Сейчас-то я понимаю, что крыша у этого парня просто на одном гвозде
висела, судя по тому, что он там вещал и как себя вёл. Но тогда мы в
таких делах вовсе не разбирались, и вообще он нам казался страшно
взрослым, чуть ли не староватым даже – а значит, ему и полагалось быть
не совсем понятным, не таким, как мы.
Стояли мы палаточным лагерем в так называемом "колкЕ" – так в украинской
лесостепи называются рощицы посреди открытых травянистых или просто
песчаных участков. Вокруг – никого, только в нескольких километрах от
нас какие-то геологические работы вела другая экспедиция, в основном –
ребята из местных. Ну, и ещё неподалёку от нашего лагеря пустовала
небольшая, однокомнатная избёнка егеря.
И вот повадился ходить к одной из наших девиц паренёк, рабочий
геологической партии. Появлялся он у нас вечером, когда уже темнело, и
старался на глаза нашему начальству не попадаться. Но всё же не
уберегся: пробирался по лагерю и как раз столкнулся со
студентом-медиком. А смеркается НА Украине быстро, вечера и ночи –
тёмные, лица толком уже не разглядеть. Студент окликнул незнакомца.

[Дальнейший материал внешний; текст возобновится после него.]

PR #546, opened 2022-03-05
Adds linter check to deter from bad mapping practices

Pepsilawn:
all in the title


JohnFulpWillard:
so true....

OperativeLyn:
so true....

Pepsilawn:
some asshole in a labcoat just came to my house and punctured all of my car's tires, closing this while im helping the police with the investigation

Парень остановился и стоит, молчит. Медик ещё несколько раз безуспешно
попытался с ним заговорить, потом подошёл ближе, стал его разглядывать и
даже потрогал пальцем. И попал как раз в бутылку портвейна, спрятанную
на груди под штормовкой. Это произвело на него ужасное впечатление. Как
потом выяснилось, студент решил, что коснулся твёрдой кости и что перед
ним во мраке стоит… скелет в штормовке. Я же говорю, парень был с
ба-а-аальшими с странностями. Сделав такое открытие, он попятился и,
тихо подвывая, убежал, а рабочий пожал плечами и пошёл дальше по своему
молодому делу.
Назавтра мы выслушали сразу две версии произошедшего. От совершенно
одуревшего и чуть не поседевшего медика мы узнали об ожившем скелете в
штормовке, посетившем лагерь этой ночью. От девицы же – соответственно,
услышали хохму о придурке-медике, который испугался "привидения". Мы
были очень молоды и, соответственно, глупы и жестоки: участь медика была
решена. Нам тогда казалось, что упускать такой шанс оттянуццо было бы
преступной глупостью...
Готовились мы серьёзно, обстоятельно. Гвоздём и основным реквизитом
предстоящего спектакля был иссушённый и выбеленный солнцем череп козла,
найденный нами в степи. Второй важной деталью стали соплодия рогоза
(который в народе ошибочно называют камышом: знаете, шоколадного цвета,
бархатистые такие, пушистые цилиндрики, размером с большую сигару).
Высушенные жарким солнцем, они долго тлеют, если их поджечь. Главным же
действующим лицом был парень из нашей экспедиции, ростом – ниже меня
примерно на голову, в плечах же – примерно как я.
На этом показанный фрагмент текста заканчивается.